Issue #109, opened 2020-04-21
`/autolink list` enable searching patterns and templates


levb:
Currently, one can `/autolink list` search by link name, but not by the contents of `Pattern` and `Template`. Add the capability.

GrigalashviliT:
I want to work on this

PR #117, opened 2020-05-27
GH-109 '/autolink list' enable searching patterns and templates

GrigalashviliT:
#### Summary
Adds possibilities to list links according to Template or Pattern values 

#### Ticket Link
  Fixes https://github.com/mattermost/mattermost-plugin-autolink/issues/109

### DIFF
--- a/server/autolinkplugin/command.go
+++ b/server/autolinkplugin/command.go
@@ -12,7 +12,8 @@ import (
 	"github.com/mattermost/mattermost-plugin-autolink/server/autolink"
 )
 
-const template, pattern = "Template", "Pattern"
+const optName, optTemplate, optPattern, optScope, optDisabled, optDisableNonWordPrefix, optDisableNonWordSuffix, optWordMatch = "Name", "Template", "Pattern", "Scope", "Disabled", "DisableNonWordPrefix", "DisableNonWordSuffix", "WordMatch"
+const command = "/autolink"
 
 const helpText = "###### Mattermost Autolink Plugin Administration\n" +
 	"<linkref> is either the Name of a link, or its number in the `/autolink list` output. A partial Name can be specified, but some commands require it to be uniquely resolved.\n" +
@@ -80,7 +81,7 @@ func (p *Plugin) ExecuteCommand(c *plugin.Context, commandArgs *model.CommandArg
 	}
 
 	args := strings.Fields(commandArgs.Command)
-	if len(args) == 0 || args[0] != "/autolink" {
+	if len(args) == 0 || args[0] != command {
 		return responsef(helpText), nil
 	}
 
@@ -92,10 +93,10 @@ func executeList(p *Plugin, c *plugin.Context, header *model.CommandArgs, args .
 	var refs []int
 	var err error
 
-	if len(args) > 0 && (args[0] == template || args[0] == pattern) {
-		links, refs, err = parseLinkRefByTemplateOrPattern(p, header, args...)
+	if len(args) > 0 && (args[0] == optTemplate || args[0] == optPattern) {
+		links, refs, err = searchLinkRefByTemplateOrPattern(p, header, args...)
 	} else {
-		links, refs, err = parseLinkRef(p, false, args...)
+		links, refs, err = searchLinkRef(p, false, args...)
 	}
 	if err != nil {
 		return responsef("%v", err)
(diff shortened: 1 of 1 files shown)


server/autolinkplugin/command.go
```diff
@@ -12,13 +12,16 @@ import (
 	"github.com/mattermost/mattermost-plugin-autolink/server/autolink"
 )
 
+const template, pattern = "Template", "Pattern"
```
levb, line 15: 2/5 if we parameterize command names we should do it for all commands, and use more intention-revealing names, perhaps `optTemplate` etc.

@iomodo we should file a ticket to convert autolink to autocomplete!

server/autolinkplugin/command.go
```diff
@@ -85,7 +88,15 @@ func (p *Plugin) ExecuteCommand(c *plugin.Context, commandArgs *model.CommandArg
 }
 
 func executeList(p *Plugin, c *plugin.Context, header *model.CommandArgs, args ...string) *model.CommandResponse {
-	links, refs, err := parseLinkRef(p, false, args...)
+	var links []autolink.Autolink
+	var refs []int
+	var err error
+
+	if len(args) > 0 && (args[0] == template || args[0] == pattern) {
+		links, refs, err = parseLinkRefByTemplateOrPattern(p, header, args...)
```
levb, line 96: 0/5 rename the `parseLink...` functions to `searchLink...` to be more intention-revealing?

server/autolinkplugin/command.go
```diff
@@ -329,6 +340,31 @@ func parseLinkRef(p *Plugin, requireUnique bool, args ...string) ([]autolink.Aut
 	return links, found, nil
 }
 
+func parseLinkRefByTemplateOrPattern(p *Plugin, header *model.CommandArgs, args ...string) ([]autolink.Autolink, []int, error) {
+	links := p.getConfig().Sorted().Links
+	if len(args) == 1 {
+		return links, nil, nil
+	}
+
+	restOfCommand := header.Command[10:]
```
levb, line 349: 1/5 `10` must be a length of something... better expressed as len(x)

server/autolinkplugin/command.go
```diff
@@ -12,7 +12,8 @@ import (
 	"github.com/mattermost/mattermost-plugin-autolink/server/autolink"
 )
 
-const template, pattern = "Template", "Pattern"
+const optName, optTemplate, optPattern, optScope, optDisabled, optDisableNonWordPrefix, optDisableNonWordSuffix, optWordMatch = "Name", "Template", "Pattern", "Scope", "Disabled", "DisableNonWordPrefix", "DisableNonWordSuffix", "WordMatch"
```
levb, line 15: 1/5 format as 1/line for readability/typography

server/autolinkplugin/command.go
```diff
@@ -12,7 +12,8 @@ import (
...
+const command = "/autolink"
```
levb, line 16: 0/5 make it a bit more specific, intention-revealing; maybe `autolinkCommand` or `cmdAutolink`?

server/autolinkplugin/command.go
iomodo: It already has been filed https://github.com/mattermost/mattermost-plugin-autolink/issues/118

server/autolinkplugin/command.go
```diff
@@ -329,6 +350,31 @@ func parseLinkRef(p *Plugin, requireUnique bool, args ...string) ([]autolink.Aut
...
+	if len(args) == 1 {
+		return links, nil, nil
+	}
+
+	restOfCommand := header.Command[len(autolinkCommand):]
+	restOfCommand = restOfCommand[strings.Index(restOfCommand, args[0])+len(args[0]):]
+	value := strings.TrimSpace(restOfCommand)
+
+	found := []int{}
+	for i, l := range links {
```
jfrerich, line 364: Outside the scope of this PR, but after just a quick look, I don't see why we need to return the array of indexes. Couldn't the caller just iterate over the returned links? @levb

levb: I can't remember off the top of my head, but does it have to do with the indices listed with `/autolink list`?

DHaussermann:
@GrigalashviliT thank you for this improvement! Sorry for the delay in testing this. I've taken a look and it seems to be working as expected.

I have only one minor point to bring up. Would it take much effort to make the `value` case  insensitive. For example `/autolink list Template  scrum` would work the same as `/autolink list Template  SCRUM`.  Since something like Jira issue keys would have upper case letters. So, if it's simple to make the value case insensitive, it would improve the usability even more.

DHaussermann:
Thanks @GrigalashviliT for this enhancement!

I see there is still a `Docs/Needed` label on this. The help command has been updated. Should we also update the table in the read-me with the new list command?
@levb or @iomodo, I'm not certain who does read-me updates or who removes this label.

PR #477, opened 2019-09-04
Update shadowcat

dangodev:
## Reason for change

Updates UI with the latest security fixes from manifoldco/shadowcat.

## Testing

Testing has been completed in a partner platform, and everything still worked fine with all the new security patches. That’d be the recommended way to test this PR.

## Checklist

### DIFF
--- a/src/components/manifold-auth-token/manifold-auth-token.tsx
+++ b/src/components/manifold-auth-token/manifold-auth-token.tsx
@@ -9,9 +9,9 @@ import { Subscriber } from '../../state/connection';
 @Component({ tag: 'manifold-auth-token' })
 export class ManifoldAuthToken {
   /** _(hidden)_ Passed by `<manifold-connection>` */
-  @Prop() setAuthToken: (s: string) => void = () => {};
+  @Prop() setAuthToken?: (s: string) => void = () => {};
   /** _(hidden)_ Passed by `<manifold-connection>` */
-  @Prop() subscribe: (s: Subscriber) => () => void = () => () => {};
+  @Prop() subscribe?: (s: Subscriber) => () => void = () => () => {};
   /* Authorisation header token that can be used to authenticate the user in manifold */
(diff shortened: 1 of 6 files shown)


src/components/manifold-auth-token/manifold-auth-token.tsx
```diff
@@ -26,15 +25,6 @@ export class ManifoldAuthToken {
...
     this.setExternalToken(this.token);
-    if (this.subscribe) {
-      this.unsubscribe = this.subscribe((oldToken?: string, newToken?: string) => {
-        if (oldToken && !newToken && this.oauthUrl) {
-          const url = new URL(this.oauthUrl, window.location.href);
-          url.searchParams.set('ts', new Date().getTime().toString());
-          this.oauthUrl = url.href;
-        }
-      });
-    }
```
dangodev: This is the bit I was unsure about to get it working in UI.

`<manifold-auth>` no longer has the `oauth-url` prop, which means we can’t set it. Which means we should remove the `oauth-url` prop from the `<manifold-auth-token>` component as well. Which means… should we be listening for changes? Is there anything else happening here we need to reserve?

dangodev: @sslotsky

sslotsky: We still need this code. Just kill the oauthUrl check. This subscription is how we refresh the oauth token.

sslotsky: Oh I see. Sorry I need to think that over

sslotsky: Maybe shadowcat can accept a `key` prop. When that value changes it can refresh the iframe.

dangodev: Updated!

PR #483, opened 2019-09-06
Request all pages from a GraphQL connection

sslotsky:
## Reason for change

For our initial GraphQL conversion, we'll handle pagination by eagerly fetching all pages of a connection. This PR introduces a function that allows this to be done generically.

## Testing

Tests should pass.

## Checklist

### DIFF
--- a/src/components/manifold-connection/manifold-connection.tsx
+++ b/src/components/manifold-connection/manifold-connection.tsx
@@ -1,4 +1,5 @@
 import { h, Component } from '@stencil/core';
+import '../../utils/fetchAllPages';
 
 import logger from '../../utils/logger';
 
--- a/src/utils/fetchAllPages.spec.ts
+++ b/src/utils/fetchAllPages.spec.ts
@@ -251,7 +251,13 @@ describe('Fetching all pages of a GraphQL connection', () => {
     const aggregator = agg<CategoryEdge>();
     const aggSpy = jest.spyOn(aggregator, 'write');
 
-    await fetchAllPages(query, { first: 3, after: '' }, aggregator, (q: Query) => q.categories);
+    await fetchAllPages({
+      query,
+      nextPage: { first: 3, after: '' },
+      agg: aggregator,
+      getConnection: (q: Query) => q.categories,
+    });
+
     expect(fetchMock.calls).toHaveLength(aggSpy.mock.calls.length);
     expect(aggregator.entries()).toEqual(
       firstPage.categories.edges.concat(secondPage.categories.edges)
--- a/src/utils/fetchAllPages.spec.ts
+++ b/src/utils/fetchAllPages.spec.ts
@@ -1,0 +1,260 @@
+import { gql } from '@manifoldco/gql-zero';
+import fetchMock from 'fetch-mock';
+import { Query, CategoryEdge } from '../types/graphql';
+import fetchAllPages, { createAggregator as agg } from './fetchAllPages';
+
+const query = gql`
+  query CATEGORIES($first: Int!, $after: String!) {
+    categories(first: $first, after: $after) {
+      edges {
+        node {
+          label
+          products(first: 10) {
+            edges {
+              node {
+                label
+              }
+            }
+            pageInfo {
+              hasNextPage
+              endCursor
+            }
+          }
+        }
+      }
+      pageInfo {
+        hasNextPage
+        endCursor
+      }
+    }
+  }
+`;
+
+const firstPage = {
+  categories: {
+    edges: [
+      {
+        node: {
+          label: 'ai-ml',
+          products: {
+            edges: [
+              {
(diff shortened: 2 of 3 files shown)


src/components/manifold-connection/manifold-connection.tsx
```diff
@@ -1,4 +1,5 @@
 import { h, Component } from '@stencil/core';
+import '../../utils/fetchAllPages';
```
sslotsky: Uh whoops remove this import :smile:

src/utils/fetchAllPages.ts
```diff
@@ -0,0 +1,50 @@
...
+    throw new Error(`Could not fetch all pages of query: ${query}`);
+  }
+
+  if (page.data) {
+    const { edges, pageInfo } = getConnection(page.data);
+    agg.write(edges);
+
+    if (pageInfo.hasNextPage) {
+      const next = { first: nextPage.first, after: pageInfo.endCursor || '' };
+      await fetchAllPages(query, next, agg, getConnection);
```
dangodev: It’d be nice if there would be a way to parallelize this, but I guess we don’t know if there is a next page or not until fetching. Still, it would be neat to have some kind of first call where it retrieves all the pages, then everything can fetch in parallel. Which would slow down single-page calls but dramatically speed up 3+ pages.

sslotsky: Let's use a reasonably big page size at first. Then if it gets to the point where we're requesting 3+ pages, it should be pretty evident that we have legitimate need to implement lazy loading or something.

src/utils/fetchAllPages.ts
```diff
@@ -0,0 +1,50 @@
...
+interface NextPage {
+  first: number;
+  after: string;
+}
+
+export default async function fetchAllPages<Edge>(
+  query: string,
+  nextPage: NextPage = { first: 25, after: '' },
+  agg: PageAggregator<Edge>,
+  getConnection: (q: Query) => Connection<Edge>
```
dangodev: What does this parameter do?

src/utils/fetchAllPages.ts
```diff
@@ -0,0 +1,50 @@
...
+
+interface NextPage {
+  first: number;
+  after: string;
+}
+
+export default async function fetchAllPages<Edge>(
+  query: string,
+  nextPage: NextPage = { first: 25, after: '' },
+  agg: PageAggregator<Edge>,
```
dangodev: See other question about if we can just return the aggregator rather than require it, but also: should these parameters be an object? If you have to specify the third parameter every time, then the 2nd param’s default won’t do anything

src/utils/fetchAllPages.spec.ts
```diff
@@ -0,0 +1,260 @@
...
+      .once(
+        'https://api.manifold.co/graphql',
+        {
+          status: 200,
+          body: { data: secondPage },
+        },
+        { overwriteRoutes: false }
+      );
+
+    const aggregator = agg<CategoryEdge>();
```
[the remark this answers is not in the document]
sslotsky: It probably could if it a) used looping instead of recursion or b) used an outer function with a recursive inner function. My journey simply led me to this though, and I'm not unhappy with it so I didn't elect to change it.

src/utils/fetchAllPages.ts
sslotsky: I found it difficult for `fetchAllPages` to access the `CategoryConnection` object without doing some unsafe typing. I was sort of solving this out loud in Slack yesterday so you can see what led up to this https://manifoldco.slack.com/archives/CDW445F53/p1567721666418400

src/utils/fetchAllPages.ts
sslotsky: Yeah an object would be fine.

src/utils/fetchAllPages.spec.ts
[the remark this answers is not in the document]
dangodev: Gotcha. Personally I think this approach kept the `fetchAllPages` function as clean and readable as it could be. Trying to go that route would make it messier it would seem.

But in usage I worry that having to import 2 things and set them up properly is a lot of memorization and copy/pasting. Using it would frustrate me long-term, especially since this differs so much from `graphqlFetch` being a one-liner.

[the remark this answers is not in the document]
sslotsky: In practice I don't really think this will be an issue. You don't actually have to import `createAggregator` but it is probably more convenient than writing your own. And we're talking three lines of code instead of one, for a solution that's temporary.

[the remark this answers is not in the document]
dangodev: Yeah that’s fine. I’d rather get real experience with it than imagine how I’d feel. Thanks for talking this through! 🙂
========================================
* _ACTIVITY_
Go line by line through the material above and return each one that includes "would".

* _RESPONSE TO THIS EXERCISE_
I have only one minor point to bring up. Would it take much effort to make the `value` case  insensitive. For example `/autolink list Template  scrum` would work the same as `/autolink list Template  SCRUM`.  Since something like Jira issue keys would have upper case letters. So, if it's simple to make the value case insensitive, it would improve the usability even more.
dangodev: It’d be nice if there would be a way to parallelize this, but I guess we don’t know if there is a next page or not until fetching. Still, it would be neat to have some kind of first call where it retrieves all the pages, then everything can fetch in parallel. Which would slow down single-page calls but dramatically speed up 3+ pages.
sslotsky: Yeah an object would be fine.
dangodev: Gotcha. Personally I think this approach kept the `fetchAllPages` function as clean and readable as it could be. Trying to go that route would make it messier it would seem.
But in usage I worry that having to import 2 things and set them up properly is a lot of memorization and copy/pasting. Using it would frustrate me long-term, especially since this differs so much from `graphqlFetch` being a one-liner.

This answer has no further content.